Material provided section start

PR #523, opened 2020-06-24
clean up the rest of the math methods

### LINKED ISSUE #514: Cleanup `Math` methods
Many of the Math builtin functions are a bit convoluted for example:
```rust
pub(crate) fn abs(_: &Value, args: &[Value], _: &mut Interpreter) -> ResultValue {
    Ok(Value::from(if args.is_empty() {
       f64::NAN
    } else {
        f64::from(args.get(0).expect("Could not get argument")).abs()
    }))
}
```
This is also inefficient because we check if there is an argument and then another check is done when we call `.expect()`.

A better way of doing this would be to use `.map_or` which would simplify the code a lot:
```rust
pub(crate) fn abs(_: &Value, args: &[Value], _: &mut Interpreter) -> ResultValue {
	Ok(args.get(0).map_or(f64::NAN, |x| f64::from(x).abs()).into())
}
```

n14little:
This Pull Request fixes/closes #514

It changes the following:
 - Refactors the following methods:
   - `Math::atan2`
   - `Math::log`
   - `Math::log10`
   - `Math::log2`
   - `Math::min`
   - `Math::pow`
   - `Math::sign`

### DIFF
--- a/boa/src/builtins/math/mod.rs
+++ b/boa/src/builtins/math/mod.rs
@@ -134,12 +134,10 @@ impl Math {
     /// [spec]: https://tc39.es/ecma262/#sec-math.atan2
     /// [mdn]: https://developer.mozilla.org/en-US/docs/Web/JavaScript/Reference/Global_Objects/Math/atan2
     pub(crate) fn atan2(_: &Value, args: &[Value], _: &mut Interpreter) -> ResultValue {
-        Ok(Value::from(if args.is_empty() {
-            f64::NAN
-        } else {
-            f64::from(args.get(0).expect("Could not get argument"))
-                .atan2(args.get(1).expect("Could not get argument").to_number())
-        }))
+        match (args.get(0), args.get(1)) {
+            (Some(y), Some(x)) => Ok(Value::from(f64::from(y).atan2(f64::from(x)))),
+            _ => Ok(Value::from(f64::NAN)),
+        }
     }
 
     /// Get the cubic root of a number.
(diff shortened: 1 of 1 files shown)


boa/src/builtins/math/mod.rs
```diff
@@ -134,12 +134,10 @@ impl Math {
...
-        Ok(Value::from(if args.is_empty() {
-            f64::NAN
-        } else {
-            f64::from(args.get(0).expect("Could not get argument"))
-                .atan2(args.get(1).expect("Could not get argument").to_number())
-        }))
+        match (args.get(0), args.get(1)) {
+            (Some(y), Some(x)) => Ok(Value::from(f64::from(y).atan2(f64::from(x)))),
+            _ => Ok(Value::from(f64::NAN)),
+        }
```
HalidOdat, line 140:
```suggestion
        Ok(match (args.get(0), args.get(1)) {
            (Some(y), Some(x)) => f64::from(y).atan2(f64::from(x)),
            _ => f64::NAN,
        }.into())
```
I think it would be clearer if we take the `Ok(Value::from(...))` and move it to the match level.

boa/src/builtins/math/mod.rs
```diff
@@ -326,13 +326,12 @@ impl Math {
...
-            num.powf(power)
-        } else {
-            f64::NAN
-        }))
+        match (args.get(0), args.get(1)) {
+            (Some(base), Some(exponent)) => {
+                Ok(Value::from(f64::from(base).powf(f64::from(exponent))))
+            }
+            _ => Ok(Value::from(f64::NAN)),
+        }
```
HalidOdat, line 334: Here too.

boa/src/builtins/math/mod.rs
n14little: :heavy_check_mark:

boa/src/builtins/math/mod.rs
n14little: :heavy_check_mark:

PR #526, opened 2020-06-25
Fix sending `this` value to function environments

### LINKED ISSUE #511: [Call] Usage of "this" in methods is not supported
**Describe the bug**
```js
const foo = {
  a: 3,
  bar: function () {return this.a + 5}
};

foo.bar()
```

should return 8. Instead `thread 'main' panicked at 'Reference Error: Unitialised binding for this function', boa/src/environment/function_environment_record.rs:115:17` happens

jasonwilliams:
* Arrow functions are lexical and have no this, they should also pass `None` for initial `this` value
* Call `bind_this_value` to properly set up `this` binding in functions
* tasks.json should not have problem matcher due to this issue https://github.com/rust-analyzer/rust-analyzer/issues/4768

This Pull Request fixes/closes #511.


.editorConfig
```diff
@@ -3,3 +3,9 @@ root = true
 [{Makefile,**.mk}]
 # Use tabs for indentation (Makefiles require tabs)
 indent_style = tab
+
+[*]
+end_of_line = lf
+charset = utf-8
+trim_trailing_whitespace = true
+insert_final_newline = true
```
Razican, line 11: I would add a new line at the end of this file.

jasonwilliams: Yeah i don't know why my VSCode is not respecting that file for this haha

PR #525, opened 2020-06-24
add remaining math methods (#524)

mr-rodgers:
This Pull Request fixes/closes #524.

It changes the following (work-in-progress):

 - [x] Math.clz32()
 - [x] Math.expm1()
 - [x] Math.fround()
 - [x] Math.hypot()
 - [x] Math.log1p()
 - [x] Math.imul()

PR #528, opened 2020-06-25
v0.9 changelog

jasonwilliams:


jasonwilliams:
@HalidOdat i wonder if we can get better before / after images now there's been more work done

jasonwilliams:
We could add a blog repo to this organisation, and clone https://github.com/rust-community/rust-lang-blog-boilerplate

HalidOdat:
> @HalidOdat i wonder if we can get better before / after images now there's been more work done

Made a simple bash script for generating the profiles with specified branches/commits, I can go as back as the time mesureme was introduced to boa and as forward as master `HEAD`. Is there a specific range you want me to profile?

HalidOdat:
Did a before and after from commit `32b0741c` to master `HEAD`
**`32b0741c`:** (when #317 was merged, `58ms`)

32b0741c

and master **`HEAD`** (`15ms`):
master

HalidOdat:
Did a benchmark of `Realm creation` and its a `~70%` improvement :)

HalidOdat:
Maybe we should have a section for `Internal improvements` rather than everything being a feature, for example #465 does not add a new feature for the user to use, it is only an optimization and makes it easier to add other native types.

What do you think? @jasonwilliams @Razican

pedropaulosuzuki:
Could #525 be packed into v0.9? Would be pretty nice to have feature-complete Math object in the new release, since we got bigint in the last v0.8 release, and from the PR it seems to be ready/close to ready.

> Maybe we should have a section for `Internal improvements` rather than everything being a feature, for example #465 does not add a new feature for the user to use, it is only an optimization.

Material provided section end

**Brief:** Return every record above exactly, line by line.

**Result of this task:**
PR #523, opened 2020-06-24
clean up the rest of the math methods

### LINKED ISSUE #514: Cleanup `Math` methods
Many of the Math builtin functions are a bit convoluted for example:
```rust
pub(crate) fn abs(_: &Value, args: &[Value], _: &mut Interpreter) -> ResultValue {
    Ok(Value::from(if args.is_empty() {
       f64::NAN
    } else {
        f64::from(args.get(0).expect("Could not get argument")).abs()
    }))
}
```
This is also inefficient because we check if there is an argument and then another check is done when we call `.expect()`.

A better way of doing this would be to use `.map_or` which would simplify the code a lot:
```rust
pub(crate) fn abs(_: &Value, args: &[Value], _: &mut Interpreter) -> ResultValue {
	Ok(args.get(0).map_or(f64::NAN, |x| f64::from(x).abs()).into())
}
```

n14little:
This Pull Request fixes/closes #514

It changes the following:
 - Refactors the following methods:
   - `Math::atan2`
   - `Math::log`
   - `Math::log10`
   - `Math::log2`
   - `Math::min`
   - `Math::pow`
   - `Math::sign`

### DIFF
--- a/boa/src/builtins/math/mod.rs
+++ b/boa/src/builtins/math/mod.rs
@@ -134,12 +134,10 @@ impl Math {
     /// [spec]: https://tc39.es/ecma262/#sec-math.atan2
     /// [mdn]: https://developer.mozilla.org/en-US/docs/Web/JavaScript/Reference/Global_Objects/Math/atan2
     pub(crate) fn atan2(_: &Value, args: &[Value], _: &mut Interpreter) -> ResultValue {
-        Ok(Value::from(if args.is_empty() {
-            f64::NAN
-        } else {
-            f64::from(args.get(0).expect("Could not get argument"))
-                .atan2(args.get(1).expect("Could not get argument").to_number())
-        }))
+        match (args.get(0), args.get(1)) {
+            (Some(y), Some(x)) => Ok(Value::from(f64::from(y).atan2(f64::from(x)))),
+            _ => Ok(Value::from(f64::NAN)),
+        }
     }
 
     /// Get the cubic root of a number.
(diff shortened: 1 of 1 files shown)


boa/src/builtins/math/mod.rs
```diff
@@ -134,12 +134,10 @@ impl Math {
...
-        Ok(Value::from(if args.is_empty() {
-            f64::NAN
-        } else {
-            f64::from(args.get(0).expect("Could not get argument"))
-                .atan2(args.get(1).expect("Could not get argument").to_number())
-        }))
+        match (args.get(0), args.get(1)) {
+            (Some(y), Some(x)) => Ok(Value::from(f64::from(y).atan2(f64::from(x)))),
+            _ => Ok(Value::from(f64::NAN)),
+        }
```
HalidOdat, line 140:
```suggestion
        Ok(match (args.get(0), args.get(1)) {
            (Some(y), Some(x)) => f64::from(y).atan2(f64::from(x)),
            _ => f64::NAN,
        }.into())
```
I think it would be clearer if we take the `Ok(Value::from(...))` and move it to the match level.

boa/src/builtins/math/mod.rs
```diff
@@ -326,13 +326,12 @@ impl Math {
...
-            num.powf(power)
-        } else {
-            f64::NAN
-        }))
+        match (args.get(0), args.get(1)) {
+            (Some(base), Some(exponent)) => {
+                Ok(Value::from(f64::from(base).powf(f64::from(exponent))))
+            }
+            _ => Ok(Value::from(f64::NAN)),
+        }
```
HalidOdat, line 334: Here too.

boa/src/builtins/math/mod.rs
n14little: :heavy_check_mark:

boa/src/builtins/math/mod.rs
n14little: :heavy_check_mark:

PR #526, opened 2020-06-25
Fix sending `this` value to function environments

### LINKED ISSUE #511: [Call] Usage of "this" in methods is not supported
**Describe the bug**
```js
const foo = {
  a: 3,
  bar: function () {return this.a + 5}
};

foo.bar()
```

should return 8. Instead `thread 'main' panicked at 'Reference Error: Unitialised binding for this function', boa/src/environment/function_environment_record.rs:115:17` happens

jasonwilliams:
* Arrow functions are lexical and have no this, they should also pass `None` for initial `this` value
* Call `bind_this_value` to properly set up `this` binding in functions
* tasks.json should not have problem matcher due to this issue https://github.com/rust-analyzer/rust-analyzer/issues/4768

This Pull Request fixes/closes #511.


.editorConfig
```diff
@@ -3,3 +3,9 @@ root = true
 [{Makefile,**.mk}]
 # Use tabs for indentation (Makefiles require tabs)
 indent_style = tab
+
+[*]
+end_of_line = lf
+charset = utf-8
+trim_trailing_whitespace = true
+insert_final_newline = true
```
Razican, line 11: I would add a new line at the end of this file.

jasonwilliams: Yeah i don't know why my VSCode is not respecting that file for this haha

PR #525, opened 2020-06-24
add remaining math methods (#524)

mr-rodgers:
This Pull Request fixes/closes #524.

It changes the following (work-in-progress):

 - [x] Math.clz32()
 - [x] Math.expm1()
 - [x] Math.fround()
 - [x] Math.hypot()
 - [x] Math.log1p()
 - [x] Math.imul()

PR #528, opened 2020-06-25
v0.9 changelog

jasonwilliams:


jasonwilliams:
@HalidOdat i wonder if we can get better before / after images now there's been more work done

jasonwilliams:
We could add a blog repo to this organisation, and clone https://github.com/rust-community/rust-lang-blog-boilerplate

HalidOdat:
> @HalidOdat i wonder if we can get better before / after images now there's been more work done

Made a simple bash script for generating the profiles with specified branches/commits, I can go as back as the time mesureme was introduced to boa and as forward as master `HEAD`. Is there a specific range you want me to profile?

HalidOdat:
Did a before and after from commit `32b0741c` to master `HEAD`
**`32b0741c`:** (when #317 was merged, `58ms`)

32b0741c

and master **`HEAD`** (`15ms`):
master

HalidOdat:
Did a benchmark of `Realm creation` and its a `~70%` improvement :)

HalidOdat:
Maybe we should have a section for `Internal improvements` rather than everything being a feature, for example #465 does not add a new feature for the user to use, it is only an optimization and makes it easier to add other native types.

What do you think? @jasonwilliams @Razican

pedropaulosuzuki:
Could #525 be packed into v0.9? Would be pretty nice to have feature-complete Math object in the new release, since we got bigint in the last v0.8 release, and from the PR it seems to be ready/close to ready.

> Maybe we should have a section for `Internal improvements` rather than everything being a feature, for example #465 does not add a new feature for the user to use, it is only an optimization.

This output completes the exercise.